EXERCISE INSTRUCTIONS =
Please report, as a single number, how many lines in the entries include the string "tasks".

Stored entries:
====

PR #401, opened 2018-03-20
Participant Upload - Top level behavior of detect route; Full implementation of run upload route 

kanishka-azimi:
I don't really feel ready to handle feedback yet, but waiting any longer will only make it worse.

Today through Thursday is a good window where we won't have so much manual testing accumulated that I will hesitate to make major changes. I am pretty occupied with other tasks, but I can take short breaks to do small refactorings, especially if the code changing is under unit test coverage.


src/Databrary/Controller/Ingest.hs
```diff
@@ -69,15 +91,161 @@ postIngest = multipartAction $ action POST (pathId </< "ingest") $ \vi -> withAu
...
+                        -- TODO: 
+                        -- mOldVal <- getOldVal metric record
+                        -- action = maybe (Upsert val) (\o -> if o == val then Unchanged else Upsert val)
+                        let measureAction = Upsert val
+                        case measureAction of
+                            Upsert newVal ->
+                                void (changeRecordMeasure (Measure record met newVal))
+                            Unchanged ->
+                                pure ()
+            Nothing ->
```
chreekat: To me, `Nothing -> pure ()` usually indicates a missed opportunity to use a Functor instance somewhere.

src/Databrary/Model/Ingest.hs
```diff
@@ -348,12 +358,117 @@ replaceSlotAsset o n = do
...
+    mGestationalAge <- extractIfUsed2 pfmGestationalAge validateParticipantGestationalAge
+    mPregnancyTerm <- extractIfUsed2 pfmPregnancyTerm validateParticipantPregnancyTerm
+    mBirthWeight <- extractIfUsed2 pfmBirthWeight validateParticipantBirthWeight
+    mDisability <- extractIfUsed2 pfmDisability validateParticipantDisability
+    mLanguage <- extractIfUsed2 pfmLanguage validateParticipantLanguage
+    mCountry <- extractIfUsed2 pfmCountry validateParticipantCountry
+    mState <- extractIfUsed2 pfmState validateParticipantState
+    mSetting <- extractIfUsed2 pfmSetting validateParticipantSetting
+    pure
+        (ParticipantRecord
```
chreekat: These are all just `Maybe ByteString`? That seems really brittle. This, however, is the the part of Haskell records that is really tough: dealing with ambiguously-typed data. So maybe we just have to deal with it. Still, newtypes would help a lot, and tests are critical.

chreekat: It also makes me think ParticipantRecord should be a newtype over `Map ParticipantDatum ByteString`

src/Databrary/Model/Ingest.hs
```diff
@@ -348,12 +358,117 @@ replaceSlotAsset o n = do
...
+-- left if no match possible
+determineMapping :: [Metric] -> [Text] -> Either String ParticipantFieldMapping
+determineMapping participantActiveMetrics csvHeaders = do
+    (columnMatches :: [Text]) <- traverse (detectMetricMatch csvHeaders) participantActiveMetrics
+    let metricColumnMatches :: Map Metric Text
+        metricColumnMatches = (Map.fromList . zip participantActiveMetrics) columnMatches
+    -- TODO: sanity check -- all cols distinct
+    pure
+        (ParticipantFieldMapping
+            { pfmId = Map.lookup participantMetricId metricColumnMatches
```
chreekat: Same as above: maybe ParticipantFieldMapping should just *be* the Map. The keys can be easily converted to an enum rather than loose strings in this case, since it's just converting existing records (of the current ParticipantFieldMapping) to unary value constructors the hypothetical enum.

src/Databrary/Model/Metric.hs
```diff
@@ -770,6 +788,74 @@ lookupParticipantMetricBySymbolicName symbolicName =
 participantMetrics :: [Metric]
 participantMetrics = filter ((== participantCategory) . metricCategory) allMetrics
 
+validateParticipantId :: BS.ByteString -> Maybe BS.ByteString
```
chreekat: Related to the question of `ParticipantRecord`-as-Map, these functions might be a lot more palatable if defined like

```haskell
validateDatum :: ParticipantDatum -> BS.ByteString -> Maybe BS.ByteString
```

...giving one top-level function instead of dozens.

src/Databrary/Model/Record.hs
```diff
@@ -46,6 +49,22 @@ lookupVolumeRecord :: MonadDB c m => Volume -> Id Record -> m (Maybe Record)
...
+lookupVolumeParticipant vol idMeasureVal = do
+    allVolumeRecords <- lookupVolumeRecords vol
+    let mIdMatch = find matchesId allVolumeRecords
+    -- check record type is participant, if not, then error
+    pure mIdMatch
+  where
+    idMetric :: Metric
+    idMetric = getMetric' (Id 1)
+    matchesId :: Record -> Bool
+    matchesId r =
```
chreekat:
```
matchesId r = isJust $ find ...
```

test/Databrary/Model/IngestTest.hs
```diff
@@ -2,26 +2,70 @@
...
 
 import Databrary.Model.Metric
+import Databrary.Model.Record
 import Databrary.Model.Ingest
 import Databrary.Model.Metric.TypesTest
 
 tests :: TestTree
 tests = testGroup "Databrary.Model.Ingest"
     [ testCase "parseParticipantFieldMapping-1"
-        (parseParticipantFieldMapping [] [] (Map.fromList []) @?= Right emptyParticipantFieldMapping)
```
chreekat: I'd be down for -X OverloadedLists in (and only in) tests

src/Databrary/Controller/Ingest.hs
```diff
@@ -69,15 +91,161 @@ postIngest = multipartAction $ action POST (pathId </< "ingest") $ \vi -> withAu
...
+        mGestationalAge = getFieldVal prdGestationalAge "gestationalage"
+        mPregnancyTerm = getFieldVal prdPregnancyTerm "pregnancyterm"
+        mBirthWeight = getFieldVal prdBirthWeight "birthweight"
+        mDisability = getFieldVal prdDisability "disability"
+        mLanguage = getFieldVal prdLanguage "language"
+        mCountry = getFieldVal prdCountry "country"
+        mState = getFieldVal prdState "state"
+        mSetting = getFieldVal prdSetting "setting"
+    -- print ("save measure id:", mId)
+    changeRecordMeasureIfUsed recordStatus (Just (idVal, idMetric))
```
chreekat: This duplication of `changeRecordMeasureIfUsed` seems error-prone. Might be better as a `traverse` at least.

kanishka-azimi:
> The one thing I really have a stake in is the idea of making ParticipantRecord (and ParticipantFieldMapping, I think) actually be Map under a newtype.

We should talk about this one in person. It's definitely the hardest choice for me to make. The record ensures that each field is handled, so that once we have gone from json to the record, no other functions need to check for whether the key is in the map. I will explain in person as well, as I considered a few options before the version you see now.

src/Databrary/Model/Metric.hs
kanishka-azimi: There is obviously also the option of a type class as well... Mainly what happens in each validation will pretty unique, so my best hope is to build up combinators like not empty to use within the validations. Joy's hope is that eventually we expose user defined validations (DOB between 1970 and 1975)...

src/Databrary/Controller/Ingest.hs
kanishka-azimi: Just coding fast, definitely can condense. I actually changed this already on my latest branch for another bug fix.

src/Databrary/Controller/Ingest.hs
```diff
@@ -69,15 +91,161 @@ postIngest = multipartAction $ action POST (pathId </< "ingest") $ \vi -> withAu
...
 detectParticipantCSV = action POST (pathJSON >/> pathId </< "detectParticipantCSV") $ \vi -> withAuth $ do
-    pure $ okResponse [] ("" :: String)
+    v <- getVolume PermissionEDIT vi
+    csvFileInfo <-
+      -- TODO: is Nothing okay here?
+      runFormFiles [("file", maxWidelyAcceptableHttpBodyFileSize)] (Nothing :: Maybe (RequestContext -> FormHtml TL.Text)) $ do
+          csrfForm
+          fileInfo :: (FileInfo TL.Text) <- "file" .:> deform
+          return fileInfo
+    liftIO (print ("after extract form"))
```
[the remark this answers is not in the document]
kanishka-azimi: yes. just going sloppy, can probably switch to the logger

chreekat:
I looked into it a little bit and saw how big of a project it would be to make them maps, going straight down to the database schema, really. It shouldn't block this PR, though I still think it has a lot of value.

kanishka-azimi:
It's not that much work, the code is fresh in my head and there are tests for most of the impacted areas. Mostly comes down to a brief talk between us to decide whether the Map is flexible enough and/or too flexible or just right. ParticipantRecord and ParticipantFieldMapping are new, in the past, similar code used lists of Metrics (https://github.com/databrary/databrary/blob/master/src/Databrary/Ingest/JSON.hs#L242)

kanishka-azimi:
I merged in some recent changes I had to make for some bug fixes. That branch addressed one of the comments you made, most of the others are still any issue.

kanishka-azimi:
I'll start addressing the smaller ones tomorrow in between tasks.

test/Databrary/Model/IngestTest.hs
kanishka-azimi: Never heard of it, sounds cool and very helpful

src/Databrary/Model/Ingest.hs
kanishka-azimi: I want participantrecord to eventually have real types for each field. I was starting with bytestring because it was a smaller intermediate step from the existing implementation (Measure).

src/Data/Csv/Contrib.hs
```diff
@@ -30,12 +49,43 @@ extractColumnsDistinctSample maxSamples hdrs records =
...
+
+runCsvParser
+    :: (ATTO.Parser (Csv.Header, Vector Csv.NamedRecord) -> BS.ByteString -> Either String (Csv.Header, Vector Csv.NamedRecord))
+    -> BS.ByteString
+    -> Either String (Csv.Header, Vector Csv.NamedRecord)
+runCsvParser parse contents =
+    parse (Csv.csvWithHeader Csv.defaultDecodeOptions) (repairCarriageReturnOnly contents)
+
+-- | only fix newlines for bizarre macOS endings that use \r instead of \r\n
+repairCarriageReturnOnly :: BS.ByteString -> BS.ByteString
```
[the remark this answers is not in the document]
kanishka-azimi: The python library provides this as a parameter, but ignores the parameter currently. I can't remember if sv scored higher on this. Cassava's goal is RFC compliant and I believe macOS Excel CSV export is not compliant with it on newlines.

src/Databrary/Controller/Ingest.hs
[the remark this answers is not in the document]
kanishka-azimi: All of this logging was more a reaction to not having tests early on and having to troubleshoot reproduced bugs identified during manual testing. If I had the unit tests earlier, I wouldn't have even needed these.

kanishka-azimi:
Decided to switch everything to Maps. ideally at least Haskell enum as well, but might run out of time for that now.

kanishka-azimi:
unit test: all fields except id are "", expected action?

chreekat:
> unit test: all fields except id are "", expected action?

Sounds like a business question.

kanishka-azimi:
> Sounds like a business question.
There is an existing precedent as users already enter individual participants into the application. I just need to match the existing behavior. I wanted to record the expectation as a unit test here (https://github.com/databrary/databrary/blob/kanishka-dbd-845-a1/test/Databrary/Controller/IngestTest.hs#L32), mostly likely only one upsert for id.

chreekat:
I think I need more context to understand the question. :)

chreekat:
If it were implemented as a Map, would it suffice to check
```
fromList x @?= [(Id, "val")]
```
?

chreekat:
Oops I meant toList, naturally.

kanishka-azimi:
The case match is a hack around there not being an Eq instance derived for the types in question.

kanishka-azimi:
The original comment was cryptic as it was mostly a reminder to myself. Context:

Participant records are stored as triples of parent record id, field name/type, and field value. There is a way for users to currently enter in a participant record where they type a value for a field, then tab to the next field. This entry sends a value to the server as the user pushes tab or leaves focus. There is some convention implemented where either "delete" is sent or empty string is sent, which triggers deletion of a single record-key-value triple. I need to document exactly how that behaves and use the "deletion" logic when I get a CSV batch upload and any field in a row has an empty string.

kanishka-azimi:
I am starting the refactor to use Maps on branch tomorrow.

test/Databrary/Model/IngestTest.hs
kanishka-azimi: Most of the maps are gone for now, will add extension when there is boilerplate like this in future tests

kanishka-azimi:
@chreekat Thanks a lot for detailed feedback earlier.

src/Databrary/Controller/Ingest.hs
```diff
@@ -4,27 +4,53 @@ module Databrary.Controller.Ingest
   , postIngest
   , detectParticipantCSV
   , runParticipantUpload
-  -- for tests
+  -- for tests
```
chreekat:
```
mv .git/hooks/pre-commit.sample .git/hooks/pre-commit
```
^ Catches whitespace errors

src/Databrary/Controller/Ingest.hs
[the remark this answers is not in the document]
chreekat: I think these are worth cleaning up. Doesn't have to be done now, but we can open an issue or something.

src/Databrary/Model/Record/Types.hs
```diff
@@ -45,6 +48,27 @@ data Record = Record
 instance Kinded Record where
   kindOf _ = "record"
 
+-- keep value as a pair of parsed and raw value until we come up with a clever way to dispatch on type
+data ParticipantRecord = -- each field can be nothing (not used) or just value, where value can be empty
```
chreekat: This could be a tristate datatype for clarity. 

```haskell
data ParticipantRecordField = Unused | Empty | Field ByteString MeasureDatum
```
sure, we could get all uniplatey and phantom typey eventually, but I think creating a new, local, specailized type should be the standard action in these situations.

chreekat: Or moving to Map,
```haskell
data ParticipantRecordField = Empty | ParticipantRecordField MeasureDatum
newtype ParticipantRecord =
    ParticipantRecord { unParticipantRecord :: Map ByteString ParticipantRecordField }
```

====

YOUR SOLUTION =
2